Manually replicate in Prophecy

To manually recreate oversampling logic:
  1. Add a WindowFunction gem, add a target column (such as num_oversample_values) under Window Use, and define the column with a count expression with custom code along the following lines: CASE WHEN (Default = 'Yes') THEN true END.
  2. Add a Reformat gem to assign a random value using rand() for majority-class rows and a fixed value (such as 1) for minority-class rows.
  3. Add a WindowFunction gem to compute a row number ordered by the random value.
  4. Add a Filter gem to keep all minority-class rows, and majority-class rows whose row number is below a threshold (such as “equal to the minority-class count”).
  5. Optionally, add a final Reformat gem to drop helper ranking and random columns.

Configuration options

In Alteryx, the Oversample Field tool is configured with three main parameters:
  • Field to oversample on (e.g., Default)
  • Field value to oversample (e.g., Yes)
  • Target percentage of records that should have the selected value (e.g., 40%)
Conceptually, Alteryx keeps all rows where the field equals the selected value, and randomly selects enough other rows so that the chosen value represents approximately the requested percentage of the output. In Prophecy, the same behavior is implemented explicitly in SQL:
  • A WindowFunction gem computes the count (or proportion) of rows where the field equals the oversampled value.
  • A Reformat gem assigns random values to non-oversampled rows and may tag oversampled rows with a fixed value.
  • Another WindowFunction gem ranks rows by the random value.
  • A Filter gem keeps:
    • all rows where the field equals the oversampled value, and
    • only as many other rows as needed to reach the target percentage.

Output behavior

Alteryx returns a table with adjusted class proportions according to the oversampling strategy. Prophecy returns a table filtered according to SQL conditions:
  • Minority-class rows are always retained (unless configured otherwise).
  • Majority-class rows are included only when they satisfy the sampling threshold.
  • Random functions execute at runtime, so preview results may differ slightly from run results.

Known caveats

None.

Example

Alteryx Oversample Field example

Goal: Increase the representation of rows where Default = 'Yes'.
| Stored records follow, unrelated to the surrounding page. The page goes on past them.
PR #1234, opened 2015-02-17
Ignore unlisted packages

troydai:
https://github.com/aspnet/XRE/issues/1208

### DIFF
--- a/src/Microsoft.Framework.PackageManager/Restore/NuGet/NuGetv2Feed.cs
+++ b/src/Microsoft.Framework.PackageManager/Restore/NuGet/NuGetv2Feed.cs
@@ -21,6 +21,10 @@ namespace Microsoft.Framework.PackageManager.Restore.NuGet
         private static readonly XName _xnameProperties = XName.Get("properties", "http://schemas.microsoft.com/ado/2007/08/dataservices/metadata");
         private static readonly XName _xnameId = XName.Get("Id", "http://schemas.microsoft.com/ado/2007/08/dataservices");
         private static readonly XName _xnameVersion = XName.Get("Version", "http://schemas.microsoft.com/ado/2007/08/dataservices");
+        private static readonly XName _xnamePublish = XName.Get("Published", "http://schemas.microsoft.com/ado/2007/08/dataservices");
+
+        // An unlisted package's publish time must be 1900-01-01T00:00:00.
+        private static readonly DateTime _unlistedPublishedTime = new DateTime(1900, 1, 1, 0, 0, 0);
 
         private readonly string _baseUri;
         private readonly Reports _reports;
@@ -89,7 +93,7 @@ namespace Microsoft.Framework.PackageManager.Restore.NuGet
                     var page = 1;
                     while (true)
                     {
-                        // TODO: Pages for a package Id are cahced separately.
+                        // TODO: Pages for a package Id are cached separately.
                         // So we will get inaccurate data when a page shrinks.
                         // However, (1) In most cases the pages grow rather than shrink;
                         // (2) cache for pages is valid for only 30 min.
@@ -104,7 +108,8 @@ namespace Microsoft.Framework.PackageManager.Restore.NuGet
 
                                 var result = doc.Root
                                     .Elements(_xnameEntry)
-                                    .Select(x => BuildModel(id, x));
+                                    .Select(x => BuildModel(id, x))
+                                    .Where(x => x != null);
 
                                 results.AddRange(result);
 
@@ -169,6 +174,16 @@ namespace Microsoft.Framework.PackageManager.Restore.NuGet
             var properties = element.Element(_xnameProperties);
             var idElement = properties.Element(_xnameId);
             var titleElement = element.Element(_xnameTitle);
+
+            var publishElement = properties.Element(_xnamePublish);
+            if (publishElement != null)
+            {
+                DateTime publishDate; 
+                if (DateTime.TryParse(publishElement.Value, out publishDate) && (publishDate == _unlistedPublishedTime))
+                {
+                    return null; 
+                }
+            }
 
             return new PackageInfo
             {
--- a/src/Microsoft.Framework.PackageManager/Restore/RestoreCommand.cs
+++ b/src/Microsoft.Framework.PackageManager/Restore/RestoreCommand.cs
@@ -41,7 +41,7 @@ namespace Microsoft.Framework.PackageManager
         public string PackageFolder { get; set; }
         public string GlobalJsonFile { get; set; }
 
-        public string RestorePackageId { get; set; }
+        public string RestorePackageId { get; set; } 
         public string RestorePackageVersion { get; set; }
 
         public string AppInstallPath { get; private set; }
--- a/src/Microsoft.Framework.PackageManager/Restore/NuGet/HttpSource.cs
+++ b/src/Microsoft.Framework.PackageManager/Restore/NuGet/HttpSource.cs
@@ -155,7 +155,7 @@ namespace Microsoft.Framework.PackageManager.Restore.NuGet
                     }
                 }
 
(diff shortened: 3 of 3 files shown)


troydai:
@danroth27 @davidfowl @jeffhandley

src/Microsoft.Framework.PackageManager/Restore/RestoreCommand.cs
```diff
@@ -30,7 +30,6 @@ public RestoreCommand(IApplicationEnvironment env)
         }
```
davidfowl: Can you not format unrelated files :smile: ?

src/Microsoft.Framework.PackageManager/Restore/NuGet/NuGetv2Feed.cs
```diff
@@ -21,6 +21,10 @@ public class NuGetv2Feed : IPackageFeed
         private static readonly XName _xnameProperties = XName.Get("properties", "http://schemas.microsoft.com/ado/2007/08/dataservices/metadata");
         private static readonly XName _xnameId = XName.Get("Id", "http://schemas.microsoft.com/ado/2007/08/dataservices");
         private static readonly XName _xnameVersion = XName.Get("Version", "http://schemas.microsoft.com/ado/2007/08/dataservices");
+        private static readonly XName _xnamePublish = XName.Get("Published", "http://schemas.microsoft.com/ado/2007/08/dataservices");
+
+        // An unlisted package's publish time mush be 1900-01-01T00:00:00.
+        private static readonly DateTime _unlistedPublishedTime = DateTime.Parse("1900-01-01T00:00:00");
```
davidfowl: Why are you parsing this instead of just newing it up?

src/Microsoft.Framework.PackageManager/Restore/NuGet/NuGetv2Feed.cs
```diff
@@ -170,15 +175,24 @@ public PackageInfo BuildModel(string id, XElement element)
...
+                {
+                    // If 'Id' element exist, use its value as accurate package Id
+                    // Otherwise, use the value of 'title' if it exist
+                    // Use the given Id as final fallback if all elements above don't exist
+                    Id = idElement?.Value ?? titleElement?.Value ?? id,
+                    Version = SemanticVersion.Parse(properties.Element(_xnameVersion).Value),
+                    ContentUri = element.Element(_xnameContent).Attribute("src").Value,
+                };
+            }
+            else
```
davidfowl: Remove the else

src/Microsoft.Framework.PackageManager/Restore/NuGet/NuGetv2Feed.cs
```diff
@@ -170,15 +175,24 @@ public PackageInfo BuildModel(string id, XElement element)
             var idElement = properties.Element(_xnameId);
             var titleElement = element.Element(_xnameTitle);
 
-            return new PackageInfo
+            var isUnlisted = DateTime.Parse(properties.Element(_xnamePublish).Value) == _unlistedPublishedTime;
+
+            if (!isUnlisted)
```
davidfowl: invert the logic, it makes it clearer.

src/Microsoft.Framework.PackageManager/Restore/NuGet/NuGetv2Feed.cs
```diff
@@ -170,15 +175,24 @@ public PackageInfo BuildModel(string id, XElement element)
             var idElement = properties.Element(_xnameId);
             var titleElement = element.Element(_xnameTitle);
 
-            return new PackageInfo
+            var isUnlisted = DateTime.Parse(properties.Element(_xnamePublish).Value) == _unlistedPublishedTime;
```
davidfowl: Code defensively here. Use TryParse and verify that the value isn't null.

src/Microsoft.Framework.PackageManager/Restore/RestoreCommand.cs
troydai: I ... just ... can't ... help ... doing ... that ...

davidfowl: Do it in a stand alone pull request after.

troydai:
@jeffhandley @davidfowl 
A few questions:
1. Can `d:Published` missing?
2. In the case if it is missing, can I regard this package as listed?

troydai:
Ping @davidfowl @danroth27 @jeffhandley

src/Microsoft.Framework.PackageManager/Restore/NuGet/NuGetv2Feed.cs
```diff
@@ -21,6 +21,10 @@ public class NuGetv2Feed : IPackageFeed
         private static readonly XName _xnameProperties = XName.Get("properties", "http://schemas.microsoft.com/ado/2007/08/dataservices/metadata");
         private static readonly XName _xnameId = XName.Get("Id", "http://schemas.microsoft.com/ado/2007/08/dataservices");
         private static readonly XName _xnameVersion = XName.Get("Version", "http://schemas.microsoft.com/ado/2007/08/dataservices");
+        private static readonly XName _xnamePublish = XName.Get("Published", "http://schemas.microsoft.com/ado/2007/08/dataservices");
+
+        // An unlisted package's publish time mush be 1900-01-01T00:00:00.
```
BrennanConroy: mush -> must

src/Microsoft.Framework.PackageManager/Restore/NuGet/NuGetv2Feed.cs
```diff
@@ -170,6 +175,23 @@ public PackageInfo BuildModel(string id, XElement element)
             var idElement = properties.Element(_xnameId);
             var titleElement = element.Element(_xnameTitle);
```
BrennanConroy: Move these below the publishElement checks since they aren't used until after the checks?

jeffhandley:
I don't think Published can be missing, but it can't hurt to guard against it in case someone's custom NuGet feed doesn't have it.  I would interpret no Published field to Listed, as that would mean they cannot differentiate between listed and unlisted.

davidfowl:
+1 @jeffhandley Make the change @troydai and :shipit:

troydai:
Thanks for the advice. I'll update accordingly.

src/Microsoft.Framework.PackageManager/Restore/NuGet/NuGetv2Feed.cs
```diff
@@ -170,6 +175,16 @@ public PackageInfo BuildModel(string id, XElement element)
...
 
+            var publishElement = properties.Element(_xnamePublish);
+            if (publishElement != null)
+            {
+                DateTime publishDate; 
+                if (DateTime.TryParse(publishElement.Value, out publishDate) && (publishDate == _unlistedPublishedTime))
```
victorhurdugaci: Can you make `IsPublished` a property of the `PackageInfo` class? It might be useful for other purposes, not just for this check

src/Microsoft.Framework.PackageManager/Restore/NuGet/NuGetv2Feed.cs
```diff
@@ -170,6 +175,16 @@ public PackageInfo BuildModel(string id, XElement element)
...
+                {
+                    return null;
```
victorhurdugaci: If you do what I said above, then you can return the model always and then only select those that are published

troydai: I'm not sure about changing the `PackageInfo` interface. The `IsPublish` value maybe useful, but we don't know yet. We can get back to save the value once we have a case.

PR #1725, opened 2015-04-28
"build dev-install" overwrites existing symbol links

ChengTian:
This makes it convenient to switch between different local dnx repos

@davidfowl @victorhurdugaci

### DIFF
--- a/makefile.shade
+++ b/makefile.shade
@@ -1138,11 +1138,11 @@ functions @{
         var sourceRuntime= Path.GetFileName(sourceDir);
         var destinationRuntime= sourceRuntime+ ".1.0.0-dev";
         var destinationDir = Path.Combine(FindRuntimePackagesFolder(), destinationRuntime);
-    
+
+        // Overwrite existing symbol link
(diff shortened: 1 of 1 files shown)


makefile.shade
```diff
@@ -1138,11 +1138,18 @@ functions @{
...
         {
-            // Nothing to do, just return
-            return;
+            if (IsMono)
+            {
+                Exec("rm", "-rf " + destinationDir);
+            }
+            else
+            {
+                Exec("cmd", "/C rmdir " + destinationDir);
```
victorhurdugaci: 1. Why don't you call `rmdir` directly?
2. Why not use `Directory.Delete` ?
3. Will `rm -rf` remove the contents of the symlink or just the symlink itself?

davidfowl: Use 2.

ChengTian:
Thanks for the feedback. Please check the updated patch.

victorhurdugaci:
Looks good. :shipit:

PR #1727, opened 2015-04-28
Really treating warnings as errors

moozzyk:


victorhurdugaci:
:shipit:

build/Dnx.Native.Settings
```diff
@@ -24,7 +24,7 @@
       <PrecompiledHeader>Use</PrecompiledHeader>
       <WarningLevel>Level4</WarningLevel>
       <PreprocessorDefinitions>_CONSOLE;%(PreprocessorDefinitions);$(Defines)</PreprocessorDefinitions>
-      <TreatWarningAsError Condition="'$(TreatWarningsAsErrors)' != ''">true</TreatWarningAsError>
+      <TreatWarningAsError Condition="'$(TreatWarningsAsErrors)' == ''">true</TreatWarningAsError>
```
Eilon: Kind of confused... isn't this now backwards?

1. Why would we enable TWAE only if the setting is *empty*?
2. Why not just force it to always be on? (That is, don't have a setting for it.)

moozzyk: It is empty by default. This allows you to override if you need for any reason (e.g. when hacking on it on your own box)

Eilon: Makes sense, thanks!

PR #1728, opened 2015-04-28
Undo removing EmitReferenceAssembly

troydai:
/cc @davidfowl @BillHiebert


src/Microsoft.Framework.Runtime.Interfaces/Compilation/IMetadataProjectReference.cs
```diff
@@ -16,6 +17,8 @@ public interface IMetadataProjectReference : IMetadataReference
 
         Assembly Load(IAssemblyLoadContext loadContext);
 
+	void EmitReferenceAssembly(Stream stream);
```
troydai: I'll replace the tab.

davidfowl:
Can you revert the change instead of doing this?

troydai:
Updated.

Issue #1654, opened 2015-04-15
wrap command should create global.json if it doesn't exist


glennc:
If running wrap and there is no global.json then we could create one. Possibly predicated on the existence of a .sln file.

Specific scenario is that i create a csproj, then try and add a web project to the solution and reference it. In this scenario there is no global.json and wrap fails.

PR #1738, opened 2015-04-29
dnu wrap also looks for sln when resolving root dir

ChengTian:
parent https://github.com/aspnet/dnx/issues/1654

Resolving root with sln file only happens in dnu wrap. It deals with the case where you first create a solution with a csproj and add a xproj to the solution later. In this case VS doesn't generate a global.json file and `dnu wrap` cannot locate correct root dir in order to create `wrap` folder.

@davidfowl @glennc

### DIFF
--- a/src/Microsoft.Framework.PackageManager/Commands/WrapCommand.cs
+++ b/src/Microsoft.Framework.PackageManager/Commands/WrapCommand.cs
@@ -104,7 +104,7 @@ namespace Microsoft.Framework.PackageManager
                 return false;
             }
 
-            var rootDir = ProjectResolver.ResolveRootDirectory(Directory.GetCurrentDirectory());
+            var rootDir = ResolveRootDirectory(Directory.GetCurrentDirectory());
             var wrapRoot = Path.Combine(rootDir, WrapRootName);
             EmitAssemblyWrapper(wrapRoot, frameworkName, InputFilePath);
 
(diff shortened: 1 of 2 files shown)


src/Microsoft.Framework.PackageManager/Commands/WrapCommand.cs
```diff
@@ -692,7 +692,7 @@ private static string GetNuGetPackagePath(string packagesDir, string id, string
 
         private static string ResolvePackagesDirectory(string projectDir)
         {
-            var rootDir = ProjectResolver.ResolveRootDirectory(projectDir);
```
troydai: If `ProjectResolver.ResolveRootDirectory` is not used anywhere else, it can be deleted. (I don't know if it is used anywhere else.)

src/Microsoft.Framework.PackageManager/Commands/WrapCommand.cs
```diff
@@ -731,6 +731,33 @@ private static void SetPropertyValueIfEmpty(JObject obj, string name, string val
             }
         }
 
+        private static string ResolveRootDirectory(string projectPath)
```
troydai: This looks like common helper method. So should this actually be placed in `ProjectResolver`?

troydai:
Besides the questions, looks good to me. My suggestions should not block.

src/Microsoft.Framework.PackageManager/Commands/WrapCommand.cs
davidfowl: No this logic needs to be special for wrap.

src/Microsoft.Framework.PackageManager/Commands/WrapCommand.cs
ChengTian: It is used to locate the root of current solution (the ancestor folder containing `global.json`). This method is used widely in our runtime and functional tests.

muratg:
Looks good to me.  :shipit:

PR #1754, opened 2015-04-30
Fix "dnu wrap" help information

ChengTian:
`dnu wrap` can wrap dlls. Fix the help information to make users aware of this.

@davidfowl @muratg

### DIFF
--- a/src/Microsoft.Framework.PackageManager/Program.cs
+++ b/src/Microsoft.Framework.PackageManager/Program.cs
@@ -483,9 +483,9 @@ namespace Microsoft.Framework.PackageManager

Prophecy equivalent (WindowFunction + Reformat + Filter)

  1. Use a WindowFunction gem to compute the number of Default = 'Yes' rows.
  2. Use a Reformat gem to assign:
    • 1 for Default = 'Yes',
    • rand() for other rows.
  3. Use a WindowFunction gem to compute a row number ordered by the random value.
  4. Use a Filter gem to keep:
    • all Default = 'Yes' rows, and
    • majority-class rows with row_number <= num_yes.
  5. Remove helper columns in a final Reformat gem.
This sequence reproduces the oversampling behavior of the Alteryx tool using SQL-native operations.